Dlaczego na lukratywny interes czy korzystne transakcje przynoszące krociowe zyski mówimy KOKOSY? 
To jednemu z naszych najznakomitszych mistrzów słowa, genialnemu twórcy „Lalki” zawdzięczamy to określenie. Bolesław Prus nie posłużył się wprawdzie samą formą KOKOSY – użył utworzonego przez siebie okazjonalizmu, mającego postać wyrażenia KOKOSOWY INTERES. Od tego właśnie KOKOSOWEGO INTERESU, który wszedł do potocznej polszczyzny jako frazeologizm o znaczeniu ‘wyjątkowo korzystna, udana transakcja handlowa; przedsięwzięcie dające wielkie zyski’, pochodzi rzeczownik plurale tantum KOKOSY o tym samym znaczeniu. 

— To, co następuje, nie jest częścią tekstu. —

PR #127, opened 2020-10-10
The transmitter directory created

CansWang:
16 to 1 quarter-rate transmitter created


vlog/chip_src/tx_16t1/qr_4t1_mux_top.sv
```diff
@@ -0,0 +1,53 @@
...
+
+// 4 to 1 mux 
+//wire [1:0] sel;
+div_b2 div (.clkin(clk_IB), .clkout(ck_b2));
+// Combinational logic to generate the selection window from clk Q-QB-I-IB
+// assign sel =  
+
+always @(D1MQ or D1MI or D2MQB or D2MIB or clk_Q or clk_QB or clk_I or clk_IB) begin
+    assign data = (clk_Q && clk_I) ? D1MQ : ((clk_I && clk_QB) ? D1MI : ((clk_QB && clk_IB) ? D2MQB : D2MIB)); // Maybe problematic to write it in this way, need to check after synthesis
+end
```
sgherbst, line 49: If this is intended to be combination logic, please change to ``always @(*)`` and remove the ``assign`` keyword.

sgherbst:
Hi @CansWang -- thanks for submitting this PR!  Couple of comments:
1. I noticed that the tests aren't passing because it duplicates the definition of ``prbs_generator_syn.sv``.  In our system, each file should define exactly one module, whose name is given by the file name (e.g., ``prbs_generator_syn.sv`` defines exactly one module, called ``prbs_generator_syn``).  I think your code is already following that convention.  In addition, there should only be one definition of a module in each folder in ``vlog`` -- so ``chip_src`` can only define ``prbs_generator_syn`` once.  In this particular case, I think you can just remove that module from the ``tx_16t1`` folder.  Our dependency management system should pick up the location of that module automatically.
2. For the same reason, please remove the files ``ff_c`` and ``mux``, since they are already defined in ``analog_core/gates``.
3. The ``chip_src`` folder should only have code that is intended to go on the chip, so the ``tx_top_tb.sv`` file should be moved to one of the block- or system-level tests, or maybe to the ``vlog/tb`` folder.

CansWang:
> Hi @CansWang -- thanks for submitting this PR! Couple of comments:
> 
> 1. I noticed that the tests aren't passing because it duplicates the definition of `prbs_generator_syn.sv`.  In our system, each file should define exactly one module, whose name is given by the file name (e.g., `prbs_generator_syn.sv` defines exactly one module, called `prbs_generator_syn`).  I think your code is already following that convention.  In addition, there should only be one definition of a module in each folder in `vlog` -- so `chip_src` can only define `prbs_generator_syn` once.  In this particular case, I think you can just remove that module from the `tx_16t1` folder.  Our dependency management system should pick up the location of that module automatically.
> 2. For the same reason, please remove the files `ff_c` and `mux`, since they are already defined in `analog_core/gates`.
> 3. The `chip_src` folder should only have code that is intended to go on the chip, so the `tx_top_tb.sv` file should be moved to one of the block- or system-level tests, or maybe to the `vlog/tb` folder.

CansWang:
> Hi @CansWang -- thanks for submitting this PR! Couple of comments:
> 
> 1. I noticed that the tests aren't passing because it duplicates the definition of `prbs_generator_syn.sv`.  In our system, each file should define exactly one module, whose name is given by the file name (e.g., `prbs_generator_syn.sv` defines exactly one module, called `prbs_generator_syn`).  I think your code is already following that convention.  In addition, there should only be one definition of a module in each folder in `vlog` -- so `chip_src` can only define `prbs_generator_syn` once.  In this particular case, I think you can just remove that module from the `tx_16t1` folder.  Our dependency management system should pick up the location of that module automatically.

**Yes, I will remove them accordingly.
  Thanks for the reminder
**

> 2. For the same reason, please remove the files `ff_c` and `mux`, since they are already defined in `analog_core/gates`.
> 3. The `chip_src` folder should only have code that is intended to go on the chip, so the `tx_top_tb.sv` file should be moved to one of the block- or system-level tests, or maybe to the `vlog/tb` folder.

**I will reorganize the files and push it again**

vlog/chip_src/tx_16t1/qr_4t1_mux_top.sv
CansWang: This is a mux, I was trying to avoid `if` statement as mentioned in the previous meeting.

I will revise this part accordingly. Thx for the suggesitons

sgherbst: Thanks for keeping that in mind.  In that case you could simply delete the ``always`` and ``end``, leaving only the ``assign`` statement.  In that case you would need to change ``output reg data`` to ``output wire data``.  In fact, I think that is probably the cleanest solution.

sgherbst (approved):
Looks good, thanks!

Sam KOKOS – rzeczownik mający formy obu liczb i oznaczający ‘owoc palmy kokosowej’ – to zapożyczenie z niemieckiego z początków XIX w. Niemieckie das Kokos jest skróceniem dłuższego die Kokosnuss ‘orzech kokosowy’. A do niemczyzny Kokos trafił zapewne z hiszpańskiego lub portugalskiego, w których to językach słowo coco oznaczało niegdyś – co ciekawe – nie tylko ‘orzech kokosowy’, lecz także ‘straszydło; coś, czym się straszy dzieci’, a także ‘robak, robal, czerw’.